**Assigned task**.
Retype, word for word, each line between the lines holding "to be written" and "way peaked at", inclusive, and leave the rest of the data alone.

** Opening Dataset records block **

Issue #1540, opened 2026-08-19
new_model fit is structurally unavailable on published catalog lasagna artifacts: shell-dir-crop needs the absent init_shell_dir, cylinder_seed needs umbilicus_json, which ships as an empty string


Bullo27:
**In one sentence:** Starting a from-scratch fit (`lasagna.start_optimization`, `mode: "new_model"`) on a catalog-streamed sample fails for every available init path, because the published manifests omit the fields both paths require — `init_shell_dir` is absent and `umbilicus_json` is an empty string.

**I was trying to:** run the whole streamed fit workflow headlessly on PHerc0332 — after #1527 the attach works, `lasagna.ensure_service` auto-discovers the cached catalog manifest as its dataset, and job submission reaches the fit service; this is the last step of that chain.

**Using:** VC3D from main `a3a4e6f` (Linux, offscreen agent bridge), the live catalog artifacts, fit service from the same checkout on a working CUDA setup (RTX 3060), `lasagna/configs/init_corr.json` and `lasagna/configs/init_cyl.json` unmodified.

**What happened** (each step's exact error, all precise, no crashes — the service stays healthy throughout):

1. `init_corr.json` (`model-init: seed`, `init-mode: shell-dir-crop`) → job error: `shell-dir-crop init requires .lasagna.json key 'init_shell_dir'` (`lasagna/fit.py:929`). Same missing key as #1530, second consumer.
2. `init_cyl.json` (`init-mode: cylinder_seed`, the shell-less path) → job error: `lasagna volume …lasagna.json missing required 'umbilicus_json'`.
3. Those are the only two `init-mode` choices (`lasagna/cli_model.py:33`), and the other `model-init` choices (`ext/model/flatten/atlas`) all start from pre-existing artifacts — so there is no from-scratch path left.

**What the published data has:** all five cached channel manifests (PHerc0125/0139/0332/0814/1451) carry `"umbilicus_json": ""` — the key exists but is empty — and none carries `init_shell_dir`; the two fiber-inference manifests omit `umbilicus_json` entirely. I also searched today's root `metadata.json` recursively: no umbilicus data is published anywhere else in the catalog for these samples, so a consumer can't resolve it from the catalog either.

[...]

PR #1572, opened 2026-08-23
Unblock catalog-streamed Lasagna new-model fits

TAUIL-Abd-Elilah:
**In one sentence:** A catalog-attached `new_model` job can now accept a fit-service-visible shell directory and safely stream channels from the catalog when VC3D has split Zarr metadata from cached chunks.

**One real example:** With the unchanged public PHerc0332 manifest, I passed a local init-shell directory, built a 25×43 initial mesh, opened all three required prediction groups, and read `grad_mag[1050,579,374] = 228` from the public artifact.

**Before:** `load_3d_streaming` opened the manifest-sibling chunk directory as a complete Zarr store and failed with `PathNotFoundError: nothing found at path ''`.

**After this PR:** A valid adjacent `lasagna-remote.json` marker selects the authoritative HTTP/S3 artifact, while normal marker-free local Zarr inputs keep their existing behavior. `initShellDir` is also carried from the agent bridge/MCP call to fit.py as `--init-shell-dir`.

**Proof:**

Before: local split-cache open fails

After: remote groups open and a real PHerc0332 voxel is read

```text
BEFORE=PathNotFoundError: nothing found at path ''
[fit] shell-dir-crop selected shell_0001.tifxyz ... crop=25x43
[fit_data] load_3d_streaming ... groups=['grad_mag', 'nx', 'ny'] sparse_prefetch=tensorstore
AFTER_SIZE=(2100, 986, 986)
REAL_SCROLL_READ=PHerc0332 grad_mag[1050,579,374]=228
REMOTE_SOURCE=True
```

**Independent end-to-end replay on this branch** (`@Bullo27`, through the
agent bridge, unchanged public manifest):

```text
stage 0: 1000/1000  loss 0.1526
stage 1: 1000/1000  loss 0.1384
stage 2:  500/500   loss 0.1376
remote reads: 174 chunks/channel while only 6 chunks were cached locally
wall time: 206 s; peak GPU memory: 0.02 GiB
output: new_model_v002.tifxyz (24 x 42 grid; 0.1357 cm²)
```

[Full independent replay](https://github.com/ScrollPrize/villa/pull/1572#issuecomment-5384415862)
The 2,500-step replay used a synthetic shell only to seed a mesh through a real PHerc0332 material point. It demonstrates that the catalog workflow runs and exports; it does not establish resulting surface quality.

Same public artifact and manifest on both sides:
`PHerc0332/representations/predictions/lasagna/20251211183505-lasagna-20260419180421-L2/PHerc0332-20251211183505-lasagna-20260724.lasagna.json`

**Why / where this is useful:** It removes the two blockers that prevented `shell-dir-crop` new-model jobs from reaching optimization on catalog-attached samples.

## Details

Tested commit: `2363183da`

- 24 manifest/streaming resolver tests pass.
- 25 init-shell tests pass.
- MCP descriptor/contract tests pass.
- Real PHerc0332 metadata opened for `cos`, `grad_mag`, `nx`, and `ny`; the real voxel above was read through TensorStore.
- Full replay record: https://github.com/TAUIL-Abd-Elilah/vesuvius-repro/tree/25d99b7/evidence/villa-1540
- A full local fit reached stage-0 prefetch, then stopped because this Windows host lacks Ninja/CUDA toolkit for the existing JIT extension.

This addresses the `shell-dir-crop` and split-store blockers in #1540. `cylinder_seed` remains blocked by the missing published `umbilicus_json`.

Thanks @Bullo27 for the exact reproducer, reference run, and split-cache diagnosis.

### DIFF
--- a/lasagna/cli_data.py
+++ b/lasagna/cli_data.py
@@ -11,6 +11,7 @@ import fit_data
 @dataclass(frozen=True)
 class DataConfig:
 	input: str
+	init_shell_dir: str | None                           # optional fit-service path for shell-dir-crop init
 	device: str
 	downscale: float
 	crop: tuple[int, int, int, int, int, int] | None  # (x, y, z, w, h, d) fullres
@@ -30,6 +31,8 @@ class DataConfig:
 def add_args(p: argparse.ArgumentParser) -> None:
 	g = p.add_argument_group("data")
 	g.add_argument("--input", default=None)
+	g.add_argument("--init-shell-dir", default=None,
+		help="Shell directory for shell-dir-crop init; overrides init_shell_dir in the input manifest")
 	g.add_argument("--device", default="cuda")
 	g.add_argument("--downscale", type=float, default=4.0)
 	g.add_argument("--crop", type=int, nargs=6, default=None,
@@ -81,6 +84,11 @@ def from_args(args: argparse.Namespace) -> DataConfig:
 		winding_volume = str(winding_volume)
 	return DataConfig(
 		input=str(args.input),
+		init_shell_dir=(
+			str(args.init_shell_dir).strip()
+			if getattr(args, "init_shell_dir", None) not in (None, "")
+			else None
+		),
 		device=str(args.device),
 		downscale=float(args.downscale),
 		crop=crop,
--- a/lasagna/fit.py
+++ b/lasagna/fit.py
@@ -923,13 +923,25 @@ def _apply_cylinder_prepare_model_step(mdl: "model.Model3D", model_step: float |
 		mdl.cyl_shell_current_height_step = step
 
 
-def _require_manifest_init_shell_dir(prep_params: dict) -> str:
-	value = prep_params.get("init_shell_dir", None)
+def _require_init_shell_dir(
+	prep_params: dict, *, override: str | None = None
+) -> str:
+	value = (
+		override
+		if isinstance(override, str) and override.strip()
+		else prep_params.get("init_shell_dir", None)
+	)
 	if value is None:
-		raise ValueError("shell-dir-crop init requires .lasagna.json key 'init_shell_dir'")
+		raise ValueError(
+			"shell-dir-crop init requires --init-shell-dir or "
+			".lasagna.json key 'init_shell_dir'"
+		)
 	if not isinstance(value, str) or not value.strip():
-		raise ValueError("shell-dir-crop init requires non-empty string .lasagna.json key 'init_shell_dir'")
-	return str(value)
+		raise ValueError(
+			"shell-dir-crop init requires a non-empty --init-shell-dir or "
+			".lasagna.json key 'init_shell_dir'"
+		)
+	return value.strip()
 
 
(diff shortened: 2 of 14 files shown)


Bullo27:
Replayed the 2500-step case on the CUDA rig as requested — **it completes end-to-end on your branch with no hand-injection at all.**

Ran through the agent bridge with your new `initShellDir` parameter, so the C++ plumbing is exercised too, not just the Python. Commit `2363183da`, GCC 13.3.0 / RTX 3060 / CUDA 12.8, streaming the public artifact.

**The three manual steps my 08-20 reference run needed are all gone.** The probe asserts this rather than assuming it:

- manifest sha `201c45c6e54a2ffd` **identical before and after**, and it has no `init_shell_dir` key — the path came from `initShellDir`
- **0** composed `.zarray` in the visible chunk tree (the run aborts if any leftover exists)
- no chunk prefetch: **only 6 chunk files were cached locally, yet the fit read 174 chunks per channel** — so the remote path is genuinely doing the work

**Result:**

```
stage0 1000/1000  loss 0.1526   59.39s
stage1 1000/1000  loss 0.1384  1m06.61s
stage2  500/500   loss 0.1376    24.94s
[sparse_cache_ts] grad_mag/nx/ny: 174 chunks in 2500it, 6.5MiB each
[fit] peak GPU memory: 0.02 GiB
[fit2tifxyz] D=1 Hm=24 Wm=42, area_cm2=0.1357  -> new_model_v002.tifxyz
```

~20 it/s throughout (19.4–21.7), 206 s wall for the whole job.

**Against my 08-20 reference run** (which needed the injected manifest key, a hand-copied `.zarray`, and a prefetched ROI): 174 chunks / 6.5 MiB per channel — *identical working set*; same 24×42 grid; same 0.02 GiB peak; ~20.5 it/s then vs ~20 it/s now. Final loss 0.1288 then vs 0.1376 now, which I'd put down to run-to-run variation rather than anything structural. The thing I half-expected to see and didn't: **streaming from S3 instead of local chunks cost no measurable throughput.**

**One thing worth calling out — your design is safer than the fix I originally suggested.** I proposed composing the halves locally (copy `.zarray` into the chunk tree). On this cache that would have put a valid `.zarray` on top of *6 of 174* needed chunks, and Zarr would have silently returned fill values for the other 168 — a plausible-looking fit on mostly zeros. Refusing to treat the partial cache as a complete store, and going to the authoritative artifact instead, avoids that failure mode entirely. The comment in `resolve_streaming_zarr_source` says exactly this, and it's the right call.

** Closing Dataset records block **
** Opening Dataset records block **

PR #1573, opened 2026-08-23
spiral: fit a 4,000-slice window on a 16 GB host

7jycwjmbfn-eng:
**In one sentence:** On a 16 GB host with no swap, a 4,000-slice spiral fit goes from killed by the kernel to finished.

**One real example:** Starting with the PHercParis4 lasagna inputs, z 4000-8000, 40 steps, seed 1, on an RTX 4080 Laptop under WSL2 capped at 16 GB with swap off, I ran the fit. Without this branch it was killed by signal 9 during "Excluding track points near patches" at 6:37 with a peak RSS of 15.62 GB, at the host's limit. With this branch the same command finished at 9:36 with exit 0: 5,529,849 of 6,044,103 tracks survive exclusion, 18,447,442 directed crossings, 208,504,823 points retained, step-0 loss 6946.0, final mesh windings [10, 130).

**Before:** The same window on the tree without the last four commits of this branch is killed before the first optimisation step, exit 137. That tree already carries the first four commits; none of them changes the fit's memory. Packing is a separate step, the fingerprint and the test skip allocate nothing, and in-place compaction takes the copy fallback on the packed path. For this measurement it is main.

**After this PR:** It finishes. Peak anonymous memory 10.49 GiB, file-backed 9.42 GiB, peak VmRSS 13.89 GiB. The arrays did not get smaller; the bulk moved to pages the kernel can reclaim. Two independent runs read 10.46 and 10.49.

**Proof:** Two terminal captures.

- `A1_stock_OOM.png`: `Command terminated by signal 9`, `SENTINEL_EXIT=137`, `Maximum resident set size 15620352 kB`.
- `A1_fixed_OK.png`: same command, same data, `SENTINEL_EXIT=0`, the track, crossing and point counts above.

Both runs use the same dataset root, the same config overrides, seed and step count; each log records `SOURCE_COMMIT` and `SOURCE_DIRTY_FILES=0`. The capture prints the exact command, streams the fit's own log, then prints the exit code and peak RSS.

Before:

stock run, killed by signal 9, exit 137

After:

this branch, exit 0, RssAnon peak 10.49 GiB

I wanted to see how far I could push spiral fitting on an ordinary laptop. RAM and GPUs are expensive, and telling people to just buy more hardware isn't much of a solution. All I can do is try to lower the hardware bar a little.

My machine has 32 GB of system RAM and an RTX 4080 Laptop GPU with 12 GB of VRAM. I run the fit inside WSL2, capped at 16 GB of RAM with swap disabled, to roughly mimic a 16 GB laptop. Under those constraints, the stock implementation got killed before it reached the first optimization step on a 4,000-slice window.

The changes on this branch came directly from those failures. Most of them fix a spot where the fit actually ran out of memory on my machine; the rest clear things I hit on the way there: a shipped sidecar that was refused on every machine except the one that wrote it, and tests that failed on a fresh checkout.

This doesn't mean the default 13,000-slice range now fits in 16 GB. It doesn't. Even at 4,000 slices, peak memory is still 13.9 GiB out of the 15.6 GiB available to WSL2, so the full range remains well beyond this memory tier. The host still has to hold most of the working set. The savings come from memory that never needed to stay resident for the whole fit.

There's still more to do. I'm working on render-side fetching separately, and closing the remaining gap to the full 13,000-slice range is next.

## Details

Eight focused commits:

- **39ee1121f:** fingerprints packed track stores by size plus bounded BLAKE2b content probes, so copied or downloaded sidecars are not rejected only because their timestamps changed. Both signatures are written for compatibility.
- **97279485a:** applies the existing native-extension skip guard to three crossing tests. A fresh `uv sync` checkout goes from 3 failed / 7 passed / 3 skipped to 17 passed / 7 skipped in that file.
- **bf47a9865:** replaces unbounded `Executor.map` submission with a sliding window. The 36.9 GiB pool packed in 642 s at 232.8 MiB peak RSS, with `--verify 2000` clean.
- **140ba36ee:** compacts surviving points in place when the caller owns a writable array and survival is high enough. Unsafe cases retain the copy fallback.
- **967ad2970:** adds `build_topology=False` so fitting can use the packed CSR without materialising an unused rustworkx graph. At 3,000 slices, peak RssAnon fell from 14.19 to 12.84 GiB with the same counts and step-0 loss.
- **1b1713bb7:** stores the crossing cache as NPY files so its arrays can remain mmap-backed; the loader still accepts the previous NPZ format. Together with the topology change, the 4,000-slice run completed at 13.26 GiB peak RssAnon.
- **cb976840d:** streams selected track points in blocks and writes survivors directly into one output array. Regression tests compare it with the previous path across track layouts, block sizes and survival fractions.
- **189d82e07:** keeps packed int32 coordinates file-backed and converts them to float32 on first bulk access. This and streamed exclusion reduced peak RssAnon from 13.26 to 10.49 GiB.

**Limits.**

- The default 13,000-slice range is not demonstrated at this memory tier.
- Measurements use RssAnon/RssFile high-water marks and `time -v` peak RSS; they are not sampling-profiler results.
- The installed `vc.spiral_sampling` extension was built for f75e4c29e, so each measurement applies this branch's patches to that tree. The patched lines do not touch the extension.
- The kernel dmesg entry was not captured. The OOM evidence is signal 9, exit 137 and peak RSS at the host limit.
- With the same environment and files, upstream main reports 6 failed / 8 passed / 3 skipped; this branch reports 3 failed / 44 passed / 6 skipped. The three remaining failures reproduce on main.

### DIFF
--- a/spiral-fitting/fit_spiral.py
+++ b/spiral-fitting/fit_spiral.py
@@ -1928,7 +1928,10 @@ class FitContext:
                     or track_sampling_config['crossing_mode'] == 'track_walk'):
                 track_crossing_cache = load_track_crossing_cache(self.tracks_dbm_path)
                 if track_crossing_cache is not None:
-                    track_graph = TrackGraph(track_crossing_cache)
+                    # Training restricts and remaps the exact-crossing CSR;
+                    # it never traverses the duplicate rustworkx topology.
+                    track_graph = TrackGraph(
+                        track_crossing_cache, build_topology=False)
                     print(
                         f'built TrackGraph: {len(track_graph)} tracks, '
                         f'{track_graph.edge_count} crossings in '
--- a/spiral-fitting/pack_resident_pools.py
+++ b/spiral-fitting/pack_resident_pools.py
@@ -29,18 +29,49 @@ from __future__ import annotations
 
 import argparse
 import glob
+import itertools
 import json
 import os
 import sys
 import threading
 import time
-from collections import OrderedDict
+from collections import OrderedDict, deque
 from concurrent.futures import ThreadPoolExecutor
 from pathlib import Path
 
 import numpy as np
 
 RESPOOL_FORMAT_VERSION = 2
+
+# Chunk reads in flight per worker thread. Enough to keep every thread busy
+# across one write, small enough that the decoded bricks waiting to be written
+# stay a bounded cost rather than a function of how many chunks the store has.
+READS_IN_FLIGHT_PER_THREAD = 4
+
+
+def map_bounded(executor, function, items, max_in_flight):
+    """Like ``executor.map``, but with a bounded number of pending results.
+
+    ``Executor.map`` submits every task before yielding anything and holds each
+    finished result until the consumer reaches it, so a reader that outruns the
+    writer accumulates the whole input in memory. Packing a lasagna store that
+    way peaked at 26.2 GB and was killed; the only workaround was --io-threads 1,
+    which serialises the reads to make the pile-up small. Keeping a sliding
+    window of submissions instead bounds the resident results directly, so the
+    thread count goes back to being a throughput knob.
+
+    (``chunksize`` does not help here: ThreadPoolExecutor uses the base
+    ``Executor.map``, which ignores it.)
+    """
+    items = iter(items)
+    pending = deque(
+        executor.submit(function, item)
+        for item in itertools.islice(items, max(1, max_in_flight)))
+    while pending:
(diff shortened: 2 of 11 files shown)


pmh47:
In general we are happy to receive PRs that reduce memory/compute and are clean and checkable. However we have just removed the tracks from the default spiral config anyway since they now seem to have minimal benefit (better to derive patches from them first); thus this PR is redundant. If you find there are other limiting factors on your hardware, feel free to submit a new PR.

** Closing Dataset records block **
** Opening Dataset records block **

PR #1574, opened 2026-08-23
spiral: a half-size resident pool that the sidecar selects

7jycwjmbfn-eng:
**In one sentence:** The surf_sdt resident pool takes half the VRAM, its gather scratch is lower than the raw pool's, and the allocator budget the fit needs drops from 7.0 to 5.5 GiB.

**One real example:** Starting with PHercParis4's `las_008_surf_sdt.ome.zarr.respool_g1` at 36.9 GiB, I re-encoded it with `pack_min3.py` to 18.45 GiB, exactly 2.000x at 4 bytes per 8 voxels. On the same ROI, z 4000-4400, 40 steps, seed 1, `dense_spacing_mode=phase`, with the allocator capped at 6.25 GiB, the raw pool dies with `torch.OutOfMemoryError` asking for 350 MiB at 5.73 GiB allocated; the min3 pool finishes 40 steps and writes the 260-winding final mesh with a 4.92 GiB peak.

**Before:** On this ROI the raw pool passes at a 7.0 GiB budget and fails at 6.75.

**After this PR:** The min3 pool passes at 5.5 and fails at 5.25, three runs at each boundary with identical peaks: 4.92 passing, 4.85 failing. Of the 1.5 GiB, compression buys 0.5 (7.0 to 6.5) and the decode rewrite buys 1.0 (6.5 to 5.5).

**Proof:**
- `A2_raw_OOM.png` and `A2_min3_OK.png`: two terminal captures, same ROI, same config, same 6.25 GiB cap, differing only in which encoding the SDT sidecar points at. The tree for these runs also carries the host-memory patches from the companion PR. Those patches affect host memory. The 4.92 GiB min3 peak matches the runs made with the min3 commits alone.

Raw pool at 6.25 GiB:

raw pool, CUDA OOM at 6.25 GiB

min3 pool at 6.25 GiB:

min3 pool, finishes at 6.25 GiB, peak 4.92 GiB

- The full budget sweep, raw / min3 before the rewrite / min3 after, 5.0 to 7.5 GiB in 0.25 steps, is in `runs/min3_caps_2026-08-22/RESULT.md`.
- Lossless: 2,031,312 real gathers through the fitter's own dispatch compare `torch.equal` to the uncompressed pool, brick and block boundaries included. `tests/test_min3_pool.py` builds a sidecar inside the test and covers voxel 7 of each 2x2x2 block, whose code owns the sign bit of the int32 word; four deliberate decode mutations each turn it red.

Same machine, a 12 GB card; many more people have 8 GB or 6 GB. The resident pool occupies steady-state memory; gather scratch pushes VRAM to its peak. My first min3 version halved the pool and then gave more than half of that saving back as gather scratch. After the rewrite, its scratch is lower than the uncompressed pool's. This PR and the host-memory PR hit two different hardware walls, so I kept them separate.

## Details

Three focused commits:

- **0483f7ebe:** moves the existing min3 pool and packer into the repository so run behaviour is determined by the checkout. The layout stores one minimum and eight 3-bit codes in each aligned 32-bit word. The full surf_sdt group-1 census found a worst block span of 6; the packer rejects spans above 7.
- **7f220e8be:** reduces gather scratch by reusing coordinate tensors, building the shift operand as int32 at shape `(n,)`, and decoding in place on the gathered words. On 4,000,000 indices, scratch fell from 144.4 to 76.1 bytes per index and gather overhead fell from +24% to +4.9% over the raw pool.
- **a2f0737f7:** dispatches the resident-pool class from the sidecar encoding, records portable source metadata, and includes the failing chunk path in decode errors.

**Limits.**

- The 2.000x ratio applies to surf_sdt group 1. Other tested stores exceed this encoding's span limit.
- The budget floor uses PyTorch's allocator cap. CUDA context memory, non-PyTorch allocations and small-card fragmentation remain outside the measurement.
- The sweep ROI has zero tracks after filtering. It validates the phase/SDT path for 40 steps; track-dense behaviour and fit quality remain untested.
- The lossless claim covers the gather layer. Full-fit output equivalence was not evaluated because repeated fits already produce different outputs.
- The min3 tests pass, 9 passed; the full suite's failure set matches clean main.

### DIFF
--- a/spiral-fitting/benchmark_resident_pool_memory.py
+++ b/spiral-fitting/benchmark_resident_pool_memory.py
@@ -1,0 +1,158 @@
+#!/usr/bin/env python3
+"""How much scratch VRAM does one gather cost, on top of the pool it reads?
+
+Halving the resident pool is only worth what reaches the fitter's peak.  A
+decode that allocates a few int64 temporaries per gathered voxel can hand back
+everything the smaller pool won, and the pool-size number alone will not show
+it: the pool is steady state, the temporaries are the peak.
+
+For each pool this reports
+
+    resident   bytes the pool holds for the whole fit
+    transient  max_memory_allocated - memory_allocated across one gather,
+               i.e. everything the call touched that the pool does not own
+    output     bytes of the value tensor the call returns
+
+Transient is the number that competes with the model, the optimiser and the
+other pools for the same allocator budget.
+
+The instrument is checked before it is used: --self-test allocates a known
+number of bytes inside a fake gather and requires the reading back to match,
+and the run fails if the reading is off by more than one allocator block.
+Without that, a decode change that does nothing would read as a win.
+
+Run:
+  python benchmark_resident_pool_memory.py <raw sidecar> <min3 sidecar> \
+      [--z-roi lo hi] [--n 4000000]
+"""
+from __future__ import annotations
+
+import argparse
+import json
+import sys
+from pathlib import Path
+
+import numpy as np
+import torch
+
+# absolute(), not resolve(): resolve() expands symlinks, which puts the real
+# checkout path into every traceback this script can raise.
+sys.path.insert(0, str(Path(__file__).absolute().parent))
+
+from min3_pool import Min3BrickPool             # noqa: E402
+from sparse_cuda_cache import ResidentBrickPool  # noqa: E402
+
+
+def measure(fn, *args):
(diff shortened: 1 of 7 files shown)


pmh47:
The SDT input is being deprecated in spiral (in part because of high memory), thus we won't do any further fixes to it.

** Closing Dataset records block **

**Result for this task**.
+# across one write, small enough that the decoded bricks waiting to be written
+# stay a bounded cost rather than a function of how many chunks the store has.
+READS_IN_FLIGHT_PER_THREAD = 4
+
+
+def map_bounded(executor, function, items, max_in_flight):
+    """Like ``executor.map``, but with a bounded number of pending results.
+
+    ``Executor.map`` submits every task before yielding anything and holds each
+    finished result until the consumer reaches it, so a reader that outruns the
+    writer accumulates the whole input in memory. Packing a lasagna store that
+    way peaked at 26.2 GB and was killed; the only workaround was --io-threads 1,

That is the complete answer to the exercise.